INSTRUCTIONS TO FOLLOW: For the material below, return exactly the lines starting at the line containing "It is based" and ending at the line containing "- an example", both ends included, and no others.
·····
PR #87, opened 2020-03-11
Fix/whatsnew

c-moeller:
Instead of a release branch, which I rather create just before the release, I created a fix-branch for the whatsnew file. I copied the structure from the oemof repository and made some first example entries. @oemof/oemof-heat Please add entries according to your features, bug fixes and so on.


jakob-wo:
Entries for compression_heatpumps_and_chillers module are complete.

Issue #85, opened 2020-03-05
comments in gitignore file are too specific / too personalized


jakob-wo:
The gitignore file holds comments that are personalized for specific users:
```
# data from Franzi
CSP_data/
CSP_results/

# results
examples/flat_plate_collector/results/
```
I suggest either
a) to keep that structure but use git-alias to make identification more easily (Franzi --> FranziPl)
or
b) remove user names and list `CSP_data/` and `CSP_results/` under `# results`

Me personally, I prefere option b).

jnnr:
A third way would be to use a common directory name for results for all examples, and add results/ to .gitignore. 

This would replace the entry "examples/flat_plate_collector/results/"


CSP_data seems to be orphaned and can be deleted from .gitignore. @FranziPl, what do you think?

PR #92, opened 2020-03-25
Remove personal entry from gitignore

FranziPl:
I removed my personal entries from the gitignore file to solve #85. I added my directory to results, because I still need it.
@jnnr I am not sure, how we can bring the results together in one entry, because they are in different directories?


jakob-wo:
I am not sure but maybe something like _examples/**/results_ in the gitignore-file will work as a generic solution.
Therefore it would be necessary to rename _csp_results_ --> _results_.

FranziPl:
So I changed the name of the folder, so one entry for all results should work.
@c-moeller and @jakob-wo, can you have a look, if it works for you too?

jnnr:
I agree with the changes made here. Two things have to be fixed however before merging. For the examples in concentrating_solar_power and solar_thermal_collector, the results directory has to be created before the results are stored. Use `os.mkdir()`. Otherwise, the user gets a "path not found" error.

jnnr (changes requested):
I agree with the changes made here. Two things have to be fixed however before merging. For the examples in concentrating_solar_power and solar_thermal_collector, the results directory has to be created before the results are stored. Use `os.mkdir()`. Otherwise, the user gets a "path not found" error.

```
results_path = os.path.join(path,'examples', 'solar_thermal_collector', 'results')
if not os.path.exists(results_path):
    os.mkdir(results_path)
```

Adapted the code accordingly (see the commits below).

jnnr (approved):

FranziPl:
Thanks @jnnr for creating the paths.

PR #94, opened 2020-04-02
Features/facade solar thermal collector

MaGering:
This PR implements a facade for the solar thermal collector. Related issue: #35
It is based on the facade built for the csp component: https://github.com/oemof/oemof-thermal/pull/77

It so far contains drafts of:
- a class for the solar thermal collector in facades.py
- an example of a facade based on flat_plate_collector_example.py

In order to work with the approach of comparing lp-files (as described in https://github.com/oemof/oemof-thermal/pull/43) 
- flat_plate_collector_example.py has been updated with the generation of a lp-file 
- test_constraints.py has been added to tests


examples/solar_thermal_collector/flat_plate_collector_example_facade.py
```diff
@@ -0,0 +1,140 @@
...
+conversion_storage = 0.98
+size_collector = 1000 # m2
+
+# busses
+bth = solph.Bus(label='thermal')
+bel = solph.Bus(label='electricity')
+
+collector = facades.SolarThermalCollector(
+    label='solar_collector',
+    output_bus=bth,
```
jnnr: For clarity:
heat_out_bus,
electricity_in_bus
Should be consistent with CSP.

examples/solar_thermal_collector/flat_plate_collector_example_facade.py
```diff
@@ -0,0 +1,140 @@
...
+    electrical_bus=bel,
+    electrical_consumption=elec_consumption,
```
jnnr, line 74: What is the meaning of electrical consumption? What are the units? I guess this is something like electricity input/heat output. Could it be defined as a (pump) efficiency? The docs do not mention this parameter yet.

examples/solar_thermal_collector/flat_plate_collector_example_facade.py
```diff
@@ -0,0 +1,140 @@
...
+    peripheral_losses=eta_losses,
+    aperture_area=size_collector,
+    latitude=latitude,
+    longitude=longitude,
```
jnnr, line 78:
```suggestion
    lat=latitude,
    lon=longitude,
```

jnnr: Unify with CSP.

examples/solar_thermal_collector/flat_plate_collector_example_facade.py
c-moeller: I'm not sure if I did it as you intended. In the CSP facade the bus names are sligthly different.

examples/solar_thermal_collector/flat_plate_collector_example_facade.py
c-moeller: Hmm... am I on the wrong branch? On features/facace_csp it's latitude and longitude..

jnnr:
Running the example, I get the same error as described in #77. When using pandas 0.24.2, you have to set the attribute freq='H' of the timeindex, otherwise you get an error back when creating the oemof Model.

```
AttributeError: No valid time increment found. 
Please pass a valid timeincremet parameter or pass an EnergySystem with a valid time index.
Please note that a valid timeindex need to have a 'freq' attribute.
```

MaGering:
I've implemented the saving of the model results in a csv file for the facade's example: https://github.com/oemof/oemof-thermal/pull/94/commits/49b90d3a8679272461b2d71bae8dbd12b724ca74

Unfortunately the results of the examples and the facade examples model do not match yet.

c-moeller:
Almost ready to merge. Two things are open.

@FranziPl Can you have a look at my results output? I still seem to have an error with the efficiency parameters. Electricity from the grid, excess of the collector and the collector's heat are different in the facade and in the non-facade example. I'm lost :-(

@jnnr I seem to have the same failed test like the CSP facade. Can you adapt this like you did it in the CSP facade or tell me what to do?

FranziPl:
The collector is far too big for the demand. That's why most of the heat is going to the excess. In the example without facade, it is going to the excess from the solar bus, in the facade example it is going to excess from the thermal but, because there is no solar bus. That is why the heat from the collector to the thermal bus is not the same.
Change the size of the collector from 1000 to 10 m2 and you can compare the results better. Than the flows (('collector', 'thermal'), 'flow') and (('solar_collector', 'thermal'), 'flow') are the same. Also electricity and storage flows are the same.

FranziPl:
I am not sure, if the plots make sense for the examples. Is it informative to show the difference of precalculation and a constant efficiency here? This is independent from the facade and the example.

FranziPl:
In file "solar_thermal_collector.py" the docstring is not adapted to the new parameters (line 63 there are parameters, which don't exist anymore: date_col, irradiance_global_col, irradiance_diffuse_col, temp_amb_col: string).
As it wasn't changed in this PR I couldn't mark it in the "Files changed" tab.

Issue #96, opened 2020-04-03
Missing scheme of solar thermal collector in docs


jnnr:
In #76, a scheme of the solar thermal collector has been added. However, the image was not included in docs/solar_thermal_collector.rst, so it is not shown. In a new PR, the image should be included.

PR #103, opened 2020-04-09
Show schematic of flat plat collector in docs

jnnr:
Addresses #96.


MaGering (approved):
Thank you for this PR! I've added missing dots over Q. I guess it can be merged now.

PR #107, opened 2020-04-20
Fixes/docstring thermal storage

jnnr:
The docstring of the stratified thermal storage facade has not been updated. This PR fixes this.

### DIFF
--- a/src/oemof/thermal/facades.py
+++ b/src/oemof/thermal/facades.py
@@ -133,6 +133,8 @@ class StratifiedThermalStorage(GenericStorage, Facade):
 
     Parameters
     ----------
+    label : str
+        Unique label.
     bus: oemof.solph.Bus
         An oemof bus instance where the storage unit is connected to.
     diameter : numeric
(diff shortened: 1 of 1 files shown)


c-moeller (changes requested):
Still miss some attributes in the docstring:
self.height
self.water_properties (heat_capacity, density)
·····
EXERCISE SOLUTION:
It is based on the facade built for the csp component: https://github.com/oemof/oemof-thermal/pull/77

It so far contains drafts of:
- a class for the solar thermal collector in facades.py
- an example of a facade based on flat_plate_collector_example.py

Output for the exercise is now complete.